Не обращая внимания на мои вопли и попытки достучаться кулаками до его совести, он проносит меня через весь двор, затаскивает в какое-то затемнённое помещение… Ёлы-палы, я снова ничего не вижу, на сей раз — попав с освещённой улицы в полумрак. Меня ставят на ноги.
— Женщина, — говорит Кайс хладнокровно, — будь поумнее, изобрази хотя бы видимость покорности. Ты своими криками весь гадюшник перебудишь, мне его полдня придётся успокаивать. Знаешь, чем это тебе грозит?
— И чем же? — спрашиваю сердито.
— Или придушат ночью, или отравят. Решат, что ты новая забава и их потеснишь. Тебе это нужно?
Мой пыл заметно охладевает.
— А что это ты обо мне так заботишься? — спрашиваю недоверчиво.
— Забочусь-то я о себе. Я тут за всех в ответе. Будешь делать всё, что скажу — останешься жива, поэтому слушай меня.
Я упираю руки в боки, как та рассерженная хохлушка, которой уже всё равно, над какой бровью у её мужа тюбетейка.
— Нет, это ты послушай, — отчётливо говорю. — Я вам не кукла здешняя, которой можно вертеть во все стороны. Я — Обережница. Понял? И командовать собой не позволю. И если не хочешь, чтобы тебя, как Али, под ручки отсюда вывели — не трожь меня. Понял?
Отчего это я такая смелая? Оттого, что вдруг ко мне приходит понимание: громила он или нет — а я смогу сделать с ним то же самое, что с не слишком высоким и не слишком добрым палачом. Смогу. Хоть сейчас.
Кайс возвышается надо мной как гора. Но по-прежнему ни один мускул не дрогнет на суровом лице. Он изучает меня, я — его.
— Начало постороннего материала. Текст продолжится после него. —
PR #954, opened 2021-08-20
LLVM lambda term support

systemf-frank:
This PR implements support for the lambda calculus, but is currently still limited in terms of support for primitives.


systemf-frank:
The implementation is ready for review. Currently I only added two new tests. Tomorrow I will see if I can add some more.

systemf-frank:
I am working on a wrapper script to execute the LLVM IR directly. This is currently working fine for programs that do not take any arguments in the main function, but it is causing an issue for a lambda case (where I provide the args on the commandline):
```
LLVM ERROR: Invalid type for second argument of main() supplied
```
I thought that LLVM didn't enforce a predefined type for the main function, maybe I need to tell that somehow.

library/Backends/llvm/src/Juvix/Backends/LLVM/Compilation.hs
```diff
@@ -1,65 +1,216 @@
...
 import qualified LLVM.AST.Type as LLVM
 import qualified LLVM.IRBuilder as LLVM
 import qualified LLVM.Pretty as LLVM
 import qualified Prelude as P
 
+-- | A mapping between Juvix variable names and their operands in LLVM.
+type Env = Map.Map NameSymbol.T LLVM.Operand
+
+-- | Compile the input program to an LLVM module.
+-- TODO: maybe do something smarter with the module name?
```
cwgoes, line 27: at some point we might want to map juvix modules to llvm modules or at least include metadata

this is low-priority however

library/Backends/llvm/src/Juvix/Backends/LLVM/Compilation.hs
```diff
@@ -1,65 +1,216 @@
...
+-- body of the main function by compiling @t@. The main function itself does
+-- not have any parameters in this case.
+mkMain ::
+  LLVM.MonadModuleBuilder m =>
+  -- | Term to compile.
+  ErasedAnn.AnnTerm PrimTy RawPrimVal ->
+  m LLVM.Operand
+mkMain t@(ErasedAnn.Ann usage ty t') = do
+  let types = map typeToLLVM (functionTy ty)
+      returnType = P.last types
```
cwgoes, line 58: this can fail, right?

library/Backends/llvm/src/Juvix/Backends/LLVM/Compilation.hs
```diff
@@ -1,65 +1,216 @@
...
   ErasedAnn.AnnTerm PrimTy RawPrimVal ->
-  LLVM.IRBuilderT LLVM.ModuleBuilder LLVM.Operand
-compileTerm (ErasedAnn.Ann usage ty t) = case t of
-  ErasedAnn.Prim t' -> mkPrim t
-  ErasedAnn.AppM f xs -> mkApp (ErasedAnn.term f) ty xs
+  m LLVM.Operand
+compileTerm env (ErasedAnn.Ann usage ty t) = case t of
+  ErasedAnn.Var symbol -> case Map.lookup symbol env of
+    Nothing ->
+      P.error $ "Variable not found: " <> show symbol <> " in " <> show env -- TODO improve error message.
```
cwgoes, line 88: we should use something other than Prelude.error I think?

cwgoes: or is this a compiler fault?

library/Backends/llvm/src/Juvix/Backends/LLVM/Compilation.hs
```diff
@@ -1,65 +1,216 @@
...
+  params <- mapM mkParam (zip args (functionTy ty))
+  LLVM.function funname params returnTy $ \refs -> do
+    let env' = env `Map.union` Map.fromList (zip args refs)
+    body' <- compileTerm env' body
+    LLVM.ret body'
+  return funname
+  where
+    -- Given a Juvix name and type, construct an LLVM function parameter
+    -- definition.
+    mkParam ::
```
cwgoes, line 120: this should be a top-level function perhaps?

library/Backends/llvm/src/Juvix/Backends/LLVM/Compilation.hs
```diff
@@ -1,65 +1,216 @@
...
+-- TODO: implement other primitives.
+mkPrim ::
+  LLVM.MonadIRBuilder m =>
+  -- | Term that contains the primitive.
+  ErasedAnn.Term PrimTy RawPrimVal ->
+  -- | Type of the primitive.
+  ErasedAnn.Type PrimTy ->
+  m LLVM.Operand
+mkPrim (ErasedAnn.Prim prim) ty = case prim of
+  LitInt i -> case ty of
```
cwgoes, line 166: seems like we need more cases or some kind of error case?

library/Backends/llvm/src/Juvix/Backends/LLVM/Compilation.hs
```diff
@@ -1,65 +1,216 @@
...
 typeToLLVM (ErasedAnn.PrimTy (PrimTy ty)) = ty
+typeToLLVM (ErasedAnn.Pi _usage f xs) =
+  LLVM.FunctionType
+    { LLVM.resultType = typeToLLVM resultType,
+      LLVM.argumentTypes = map typeToLLVM argumentTypes,
+      LLVM.isVarArg = False
+    }
+  where
+    tyList = f : functionTy xs
+    resultType = P.last tyList
```
cwgoes, line 210: can this fail?

library/Backends/llvm/src/Juvix/Backends/LLVM/Compilation.hs
```diff
@@ -1,65 +1,216 @@
...
+    argumentTypes = init tyList
```
cwgoes, line 211: ditto?

cwgoes (changes requested):
Thanks! See comments.

library/Backends/llvm/src/Juvix/Backends/LLVM/Compilation.hs
systemf-frank: Yeah, currently there is no way to do so either. Everything is currently a single module in the input program, and there is no way to access a module or input filename.

library/Backends/llvm/src/Juvix/Backends/LLVM/Compilation.hs
systemf-frank: I am not a fan of using error, but it is a quick solution for now.

This case should actually never occur, as a program referring to an unknown variable shouldn't typecheck. For now this problem occurs when using a global variable that we do not have access to in the backend.

library/Backends/llvm/src/Juvix/Backends/LLVM/Compilation.hs
systemf-frank: I am not particularly happy with it either, there is also some overlap with mkParameterName.

library/Backends/llvm/src/Juvix/Backends/LLVM/Compilation.hs
systemf-frank: Currently the set of supported primitives is extremely limited and should definitely be extended either right before or right after the release.

I can add an error here, but there no other primitives that could be used. Having a fall-through case keeps GHC from spitting compiler warnings as well, but we actually want them for functions like this, to remind us of the intotality.

library/Backends/llvm/src/Juvix/Backends/LLVM/Compilation.hs
systemf-frank: No, `tyList` has atleast two elements, and therefore we can always execute `last` and `init` on it.

rokopt:
Note: In #954, we add some new LLVM golden tests, and in #985, we make the LLVM golden tests check more phases.  Thus, when we merge the two, we must add the new phases for the new tests, for example by cherry-picking https://github.com/anoma/juvix/commit/9eb0601fe2fa66a48df18d3319cfca7e98220667.

rokopt:
I've tried this in a view that merges #954 and #985:

```ml
mod AlgebraicTypes where

open Prelude
open LLVM

sig (+) : int -> int -> int
let (+) = %LLVM.add
declare infixl (+) 5

sig int-plus-two : int -> int
let int-plus-two i = i + 2

sig main : int
let main = int-plus-two 3
```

Наголо бритый череп. Красивый, между прочим, у мужчин редко встречается голова такой совершенной формы. Плотно прижатые уши, приплюснутый нос слегка повреждён в переносице… Литые грудные мышцы, причудливая вязь серебристой татуировки во весь могучий бицепс, бычья шея… Откуда ж он такой? Да неужто действительно евнух? Может — в плен попал и его… это самое… и приставили сюда. А что, при нём не надо целый штат разводить, одного такого гиганта хватит для охраны местного курятника.
С двух сторон ко мне робко приближаются давешние служаночки.
— Раздевайся, — командует Кайс. — Что бы там дальше с тобой ни случилось — помыться никогда не помешает. Париться тебе нельзя, рана может открыться, обойдёмся малым. И руку перевяжем. Да меня можешь не стесняться, я тут на вас таких насмотрелся.
Но отходит и не спеша укладывается на кушетку неподалёку у стены. Заложив руки за голову, с преувеличенным вниманием изучает потолок, а девушки робко влекут меня к небольшому бассейну. И от одного вида чистейшей голубоватой воды, такой прозрачной, такой даже с виду и освежающей, и в меру тёплой всё тело начинает чесаться и свербеть. Может, хотя бы умыться? За время "отсидки" я уже притерпелась, но, знаете ли, несколько часов, предшествующих тюрьме, по пыльной дороге, поперёк лошади, головой вниз, на пропахшем потнике какой-никакой, а след на мне оставили.